= WHAT TO WORK ON =
Every line of the data must appear again in the answer, exactly as written.
____________________
PR #5741, opened 2024-12-02
chore(datastore,analytics,auth,notifications,storage): updated/regene…

tyllark:
*Issue #, if available:*

*Description of changes:*
1. Updated Pigeon to v22.6.2. Regenerated files and fixed breaking changes
-renamed setup to setUp in various locations
-added pigeonVar_binaryMessenger and pigeonVar_messageChannelSuffix to AmplifyNativeLegacyWrapper
-renamed PigeonLegacyDataProvider to PinpointLegacyDataProvider (API can’t start with Pigeon)
-updated signInWithUrl’s return value (this was updated 3 years ago)


packages/amplify/amplify_flutter/CHANGELOG.md
```diff
@@ -93,7 +93,7 @@ As always, you can find us on [GitHub](https://github.com/aws-amplify/amplify-fl
 ## 1.8.0
 
 NOTE: This version has been updated to:
-- Flutter: ">=3.19.0"
```
tyllark, line 96: Revert this change as we should not update old changelogs unless they are incorrect.

ekjotmultani (dismissed):

packages/amplify_datastore/android/src/main/kotlin/com/amazonaws/amplify/amplify_datastore/NativeAuthPluginWrapper.kt
```diff
@@ -85,45 +86,49 @@ class NativeAuthPluginWrapper(
...
+                    val authSession = FlutterFactory.createAWSCognitoAuthSession(
+                        session.isSignedIn,
+                        AuthSessionResult.success(session.identityId),
+                        awsCredentials,
+                        AuthSessionResult.success(session.userSub),
+                        userPoolTokens
+                    )
+                    onSuccess.accept(authSession)
+                } else {
+                    AuthSessionResult.failure<AWSCognitoUserPoolTokens>(UnknownException("Could not fetch"))
```
mattcreaser, line 130: Should this include the upstream error?

mattcreaser (commented):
____________________
= RESULT OF THE EXERCISE =
PR #5741, opened 2024-12-02
chore(datastore,analytics,auth,notifications,storage): updated/regene…

tyllark:
*Issue #, if available:*

*Description of changes:*
1. Updated Pigeon to v22.6.2. Regenerated files and fixed breaking changes
-renamed setup to setUp in various locations
-added pigeonVar_binaryMessenger and pigeonVar_messageChannelSuffix to AmplifyNativeLegacyWrapper
-renamed PigeonLegacyDataProvider to PinpointLegacyDataProvider (API can’t start with Pigeon)
-updated signInWithUrl’s return value (this was updated 3 years ago)


packages/amplify/amplify_flutter/CHANGELOG.md
```diff
@@ -93,7 +93,7 @@ As always, you can find us on [GitHub](https://github.com/aws-amplify/amplify-fl
 ## 1.8.0
 
 NOTE: This version has been updated to:
-- Flutter: ">=3.19.0"
```
tyllark, line 96: Revert this change as we should not update old changelogs unless they are incorrect.

ekjotmultani (dismissed):

packages/amplify_datastore/android/src/main/kotlin/com/amazonaws/amplify/amplify_datastore/NativeAuthPluginWrapper.kt
```diff
@@ -85,45 +86,49 @@ class NativeAuthPluginWrapper(
...
+                    val authSession = FlutterFactory.createAWSCognitoAuthSession(
+                        session.isSignedIn,
+                        AuthSessionResult.success(session.identityId),
+                        awsCredentials,
+                        AuthSessionResult.success(session.userSub),
+                        userPoolTokens
+                    )
+                    onSuccess.accept(authSession)
+                } else {
+                    AuthSessionResult.failure<AWSCognitoUserPoolTokens>(UnknownException("Could not fetch"))
```
mattcreaser, line 130: Should this include the upstream error?

mattcreaser (commented):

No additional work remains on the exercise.